It shows you just how far Europe’s economy has come that even its sickest members are starting to revive.
Case in point? Norway.
The country — one of the top 15 producers of oil in the world — saw its economy hit the skids starting in 2014 as global crude prices fell more than 70%.
Since then, crude prices have rebounded a little. But Norway’s economy made back a lot of lost ground. In the first quarter this year, Norway’s economy grew at the fastest pace in over three years. Companies are confident again too.
As Bloomberg noted recently: “The Norwegian economy is now seen emerging from the worst downturn in a generation.”
Euro Zone Economic Growth
Can the good times continue in Norway, and the rest of Europe for that matter?

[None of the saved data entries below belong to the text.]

PR #97, opened 2019-08-27
CSP friendly dist

henkerik:
@arnaudlewis @MarcMcIntosh  Up-to-date version of https://github.com/prismicio/prismic-javascript/pull/60.

The current distribution(https://github.com/prismicio/prismic-javascript/blob/master/dist/prismic-javascript.min.js) contains the line: 

```
try{
  n=n||Function("return this")()||(0,eval)("this")
} catch(t) {
  "object" == typeof window && (n=window)
}
```

I guess this is due to the use of webpack:

https://github.com/webpack/webpack/issues/6461

This line uses `eval` (either directly or through `Function("")`) and if your CSP policy doesn't allow eval it will fail and fallback to the catch clause. This will result in a violation event which will be send to the `report-uri` configured in your CSP policy. The code above will be executed on every page load, so on *every* page load, our app will send a violation report.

The data say yes. For instance, Germany’s respected Ifo economic institute recently raised its forecast for the country’s economic growth from 1.5% to 1.8%, with another increase to an annual growth rate of 2% in 2018.
Norway’s numbers tell a similar story. The latest forecast from the Organization for Economic Cooperation and Development projects gradual strengthening in the country’s economy thanks to stronger growth of private consumption and investments.
What’s interesting about Norway’s economic rebound is that industrial output and demand for electricity are all rising by strong numbers, even though “oil and gas extraction and related services” — accounting for nearly three quarters of Norway’s total industrial production — fell by 0.4%.
What does it mean? The country’s three-year effort to restructure its economy away from oil is starting to pay off in small but meaningful ways.
For instance, Norway’s Norsk Titanium recently starting exporting its first-ever 3-D printing machines. The laser-based systems make it possible for aircraft manufacturers and makers of jet engines to digitally “print” out fully formed aircraft components from powdered titanium.
The first of Norsk Titanium’s 3-D printers — already approved by the U.S. Federal Aviation Administration — were shipped out in April, with Boeing as the first customer.
The aircraft maker says the machines will allow it to save up to $3 million per jet versus expenditures using traditional manufacturing methods. Such systems will be increasingly important to the jet maker as it seeks to continue with a long string of earnings surprises in recent years that have helped its stock price to nearly triple, from $75 to almost $200 a share, since 2013.
It all points back to a trend we’ve been harping on for the past 18 months — when it comes to finding new places to invest, Europe is still underpriced and underappreciated. Expect bigger gains to come.